**Data shown:**
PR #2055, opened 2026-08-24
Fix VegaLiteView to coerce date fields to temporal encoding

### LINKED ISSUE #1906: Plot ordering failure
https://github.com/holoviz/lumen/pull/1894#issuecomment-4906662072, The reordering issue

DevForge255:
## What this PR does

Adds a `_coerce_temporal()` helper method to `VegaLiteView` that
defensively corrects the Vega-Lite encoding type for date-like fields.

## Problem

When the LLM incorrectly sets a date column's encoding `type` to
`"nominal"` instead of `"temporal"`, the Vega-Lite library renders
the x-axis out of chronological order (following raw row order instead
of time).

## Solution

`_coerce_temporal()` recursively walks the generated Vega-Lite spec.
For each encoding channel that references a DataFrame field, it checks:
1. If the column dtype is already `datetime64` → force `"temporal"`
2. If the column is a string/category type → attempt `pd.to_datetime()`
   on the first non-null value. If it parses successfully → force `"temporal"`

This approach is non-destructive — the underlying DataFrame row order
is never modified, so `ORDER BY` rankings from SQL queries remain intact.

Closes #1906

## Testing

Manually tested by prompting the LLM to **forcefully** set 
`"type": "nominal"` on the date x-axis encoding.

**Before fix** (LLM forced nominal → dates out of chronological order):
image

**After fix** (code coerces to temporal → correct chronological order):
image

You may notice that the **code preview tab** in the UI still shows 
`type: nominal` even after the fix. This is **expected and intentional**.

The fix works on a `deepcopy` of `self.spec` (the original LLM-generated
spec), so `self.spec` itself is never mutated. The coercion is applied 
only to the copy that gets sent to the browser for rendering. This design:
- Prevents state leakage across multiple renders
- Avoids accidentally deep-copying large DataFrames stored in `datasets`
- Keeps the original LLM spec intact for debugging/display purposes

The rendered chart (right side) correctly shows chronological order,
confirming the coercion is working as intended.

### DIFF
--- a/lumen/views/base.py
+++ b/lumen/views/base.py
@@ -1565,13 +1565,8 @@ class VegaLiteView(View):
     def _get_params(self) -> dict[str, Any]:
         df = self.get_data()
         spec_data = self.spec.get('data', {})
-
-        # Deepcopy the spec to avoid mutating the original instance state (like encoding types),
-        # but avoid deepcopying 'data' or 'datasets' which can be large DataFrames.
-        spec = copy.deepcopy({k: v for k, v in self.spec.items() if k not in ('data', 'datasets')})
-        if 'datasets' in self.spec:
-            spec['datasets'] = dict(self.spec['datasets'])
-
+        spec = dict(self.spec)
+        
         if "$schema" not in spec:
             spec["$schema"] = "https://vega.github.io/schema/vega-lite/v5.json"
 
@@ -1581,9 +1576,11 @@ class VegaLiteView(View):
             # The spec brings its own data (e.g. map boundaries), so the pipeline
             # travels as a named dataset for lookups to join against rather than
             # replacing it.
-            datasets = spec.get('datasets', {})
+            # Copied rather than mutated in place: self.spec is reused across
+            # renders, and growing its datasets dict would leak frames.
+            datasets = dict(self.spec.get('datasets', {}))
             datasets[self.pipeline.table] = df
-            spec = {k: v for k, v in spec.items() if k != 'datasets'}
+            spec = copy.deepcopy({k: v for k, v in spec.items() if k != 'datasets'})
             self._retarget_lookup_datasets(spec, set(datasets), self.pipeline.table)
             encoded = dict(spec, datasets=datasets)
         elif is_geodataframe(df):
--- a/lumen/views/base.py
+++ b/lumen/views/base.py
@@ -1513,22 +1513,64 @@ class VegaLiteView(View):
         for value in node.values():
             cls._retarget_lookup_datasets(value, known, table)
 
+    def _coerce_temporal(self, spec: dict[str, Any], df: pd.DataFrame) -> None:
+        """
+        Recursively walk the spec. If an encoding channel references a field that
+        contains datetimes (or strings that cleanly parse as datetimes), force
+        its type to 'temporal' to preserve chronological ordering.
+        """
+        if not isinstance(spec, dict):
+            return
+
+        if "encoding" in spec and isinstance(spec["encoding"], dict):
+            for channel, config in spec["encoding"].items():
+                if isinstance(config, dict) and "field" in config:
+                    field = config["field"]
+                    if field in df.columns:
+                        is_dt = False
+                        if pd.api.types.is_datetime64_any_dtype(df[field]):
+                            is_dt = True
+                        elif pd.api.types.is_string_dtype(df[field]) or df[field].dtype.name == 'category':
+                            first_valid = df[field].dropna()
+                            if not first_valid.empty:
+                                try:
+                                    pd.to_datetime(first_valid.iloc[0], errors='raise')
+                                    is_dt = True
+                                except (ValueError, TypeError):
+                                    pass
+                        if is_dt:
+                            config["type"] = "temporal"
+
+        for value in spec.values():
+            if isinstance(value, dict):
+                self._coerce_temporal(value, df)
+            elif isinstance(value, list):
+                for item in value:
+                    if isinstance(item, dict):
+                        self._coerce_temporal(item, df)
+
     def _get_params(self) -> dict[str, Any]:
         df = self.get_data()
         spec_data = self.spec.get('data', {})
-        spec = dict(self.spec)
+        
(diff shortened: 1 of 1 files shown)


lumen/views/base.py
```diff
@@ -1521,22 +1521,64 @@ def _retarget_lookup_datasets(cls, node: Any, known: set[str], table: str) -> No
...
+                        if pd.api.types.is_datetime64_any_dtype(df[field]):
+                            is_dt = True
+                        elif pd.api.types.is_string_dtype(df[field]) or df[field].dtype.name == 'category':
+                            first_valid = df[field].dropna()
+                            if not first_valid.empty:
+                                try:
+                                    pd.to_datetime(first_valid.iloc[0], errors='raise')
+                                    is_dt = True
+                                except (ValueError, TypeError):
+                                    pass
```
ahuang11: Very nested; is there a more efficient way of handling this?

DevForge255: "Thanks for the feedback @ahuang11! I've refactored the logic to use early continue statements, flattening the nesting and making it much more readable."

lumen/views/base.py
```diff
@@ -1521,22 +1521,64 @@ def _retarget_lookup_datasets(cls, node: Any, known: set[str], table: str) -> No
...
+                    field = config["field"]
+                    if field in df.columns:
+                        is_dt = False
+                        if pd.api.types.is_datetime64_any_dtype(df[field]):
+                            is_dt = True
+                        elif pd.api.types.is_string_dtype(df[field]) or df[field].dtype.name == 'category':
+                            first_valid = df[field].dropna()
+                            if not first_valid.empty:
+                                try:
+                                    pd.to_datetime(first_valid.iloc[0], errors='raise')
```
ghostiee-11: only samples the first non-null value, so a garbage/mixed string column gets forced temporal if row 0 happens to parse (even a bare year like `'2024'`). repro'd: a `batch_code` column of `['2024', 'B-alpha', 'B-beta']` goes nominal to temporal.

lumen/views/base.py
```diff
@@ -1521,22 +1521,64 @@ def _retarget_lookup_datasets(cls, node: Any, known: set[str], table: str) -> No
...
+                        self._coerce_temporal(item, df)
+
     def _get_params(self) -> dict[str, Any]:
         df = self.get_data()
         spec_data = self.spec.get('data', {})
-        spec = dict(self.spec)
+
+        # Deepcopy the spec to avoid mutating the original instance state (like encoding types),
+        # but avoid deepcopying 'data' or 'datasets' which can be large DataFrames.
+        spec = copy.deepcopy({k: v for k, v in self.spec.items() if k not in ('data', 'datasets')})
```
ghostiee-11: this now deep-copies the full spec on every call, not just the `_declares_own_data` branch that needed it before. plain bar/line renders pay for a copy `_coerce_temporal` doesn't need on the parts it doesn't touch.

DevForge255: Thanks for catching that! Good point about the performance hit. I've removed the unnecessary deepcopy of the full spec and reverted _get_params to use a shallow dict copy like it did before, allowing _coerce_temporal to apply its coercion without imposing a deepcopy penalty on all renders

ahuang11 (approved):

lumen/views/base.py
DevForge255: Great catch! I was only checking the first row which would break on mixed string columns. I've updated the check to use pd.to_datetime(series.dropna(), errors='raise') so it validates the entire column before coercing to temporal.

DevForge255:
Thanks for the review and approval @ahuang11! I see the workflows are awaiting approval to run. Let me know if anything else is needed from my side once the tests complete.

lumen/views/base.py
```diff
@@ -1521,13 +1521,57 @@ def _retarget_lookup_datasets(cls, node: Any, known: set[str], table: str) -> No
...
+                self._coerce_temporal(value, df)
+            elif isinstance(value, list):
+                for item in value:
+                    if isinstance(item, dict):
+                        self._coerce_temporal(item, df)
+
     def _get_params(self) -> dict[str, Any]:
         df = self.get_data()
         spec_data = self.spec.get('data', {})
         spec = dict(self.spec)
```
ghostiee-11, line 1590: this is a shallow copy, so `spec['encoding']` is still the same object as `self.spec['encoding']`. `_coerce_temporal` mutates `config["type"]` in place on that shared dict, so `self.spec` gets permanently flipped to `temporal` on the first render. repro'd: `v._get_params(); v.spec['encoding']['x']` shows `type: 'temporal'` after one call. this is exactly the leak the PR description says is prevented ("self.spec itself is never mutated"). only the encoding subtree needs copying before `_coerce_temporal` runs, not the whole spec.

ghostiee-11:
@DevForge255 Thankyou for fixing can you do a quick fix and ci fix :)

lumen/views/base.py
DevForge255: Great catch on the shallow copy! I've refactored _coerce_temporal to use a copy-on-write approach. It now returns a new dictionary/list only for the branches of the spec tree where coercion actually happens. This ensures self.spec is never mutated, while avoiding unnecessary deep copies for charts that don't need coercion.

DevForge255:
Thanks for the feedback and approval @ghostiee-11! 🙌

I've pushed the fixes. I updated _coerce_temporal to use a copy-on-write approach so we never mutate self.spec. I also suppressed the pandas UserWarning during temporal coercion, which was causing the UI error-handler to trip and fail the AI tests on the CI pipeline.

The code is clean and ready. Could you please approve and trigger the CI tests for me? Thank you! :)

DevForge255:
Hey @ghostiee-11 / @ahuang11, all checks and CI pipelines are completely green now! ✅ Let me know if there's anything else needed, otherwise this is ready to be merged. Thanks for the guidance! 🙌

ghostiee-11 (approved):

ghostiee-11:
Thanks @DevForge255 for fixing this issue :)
---
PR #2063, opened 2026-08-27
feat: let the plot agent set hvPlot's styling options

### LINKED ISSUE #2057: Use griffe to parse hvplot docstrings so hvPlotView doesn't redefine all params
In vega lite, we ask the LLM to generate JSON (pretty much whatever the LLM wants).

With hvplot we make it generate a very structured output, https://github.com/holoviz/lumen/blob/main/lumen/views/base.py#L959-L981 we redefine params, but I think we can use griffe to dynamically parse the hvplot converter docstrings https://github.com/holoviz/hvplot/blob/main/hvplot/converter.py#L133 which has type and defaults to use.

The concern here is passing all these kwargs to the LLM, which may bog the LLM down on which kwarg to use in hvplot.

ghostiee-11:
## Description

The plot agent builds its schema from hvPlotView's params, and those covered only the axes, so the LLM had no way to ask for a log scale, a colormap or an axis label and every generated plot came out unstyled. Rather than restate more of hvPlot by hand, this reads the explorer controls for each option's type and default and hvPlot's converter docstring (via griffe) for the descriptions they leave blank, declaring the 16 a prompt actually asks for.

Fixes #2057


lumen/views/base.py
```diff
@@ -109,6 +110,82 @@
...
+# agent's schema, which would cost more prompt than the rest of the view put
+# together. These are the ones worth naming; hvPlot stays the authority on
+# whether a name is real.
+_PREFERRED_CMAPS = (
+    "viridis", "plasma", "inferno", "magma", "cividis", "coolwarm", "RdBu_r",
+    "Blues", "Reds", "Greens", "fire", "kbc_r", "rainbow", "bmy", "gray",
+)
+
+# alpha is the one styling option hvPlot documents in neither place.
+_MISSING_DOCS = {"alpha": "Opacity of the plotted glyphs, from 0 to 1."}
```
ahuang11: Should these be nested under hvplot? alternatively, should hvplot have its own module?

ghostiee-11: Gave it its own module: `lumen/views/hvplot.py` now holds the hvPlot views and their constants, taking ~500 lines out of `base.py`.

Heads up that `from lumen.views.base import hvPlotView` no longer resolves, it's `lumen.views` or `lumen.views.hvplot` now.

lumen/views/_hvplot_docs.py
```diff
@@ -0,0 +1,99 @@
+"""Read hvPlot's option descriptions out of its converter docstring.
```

**What is being asked:** Check every line of the records, and copy the ones that hold the word "there".

**Solved exercise:**
ahuang11: Very nested; is there a more efficient way of handling this?
Hey @ghostiee-11 / @ahuang11, all checks and CI pipelines are completely green now! ✅ Let me know if there's anything else needed, otherwise this is ready to be merged. Thanks for the guidance! 🙌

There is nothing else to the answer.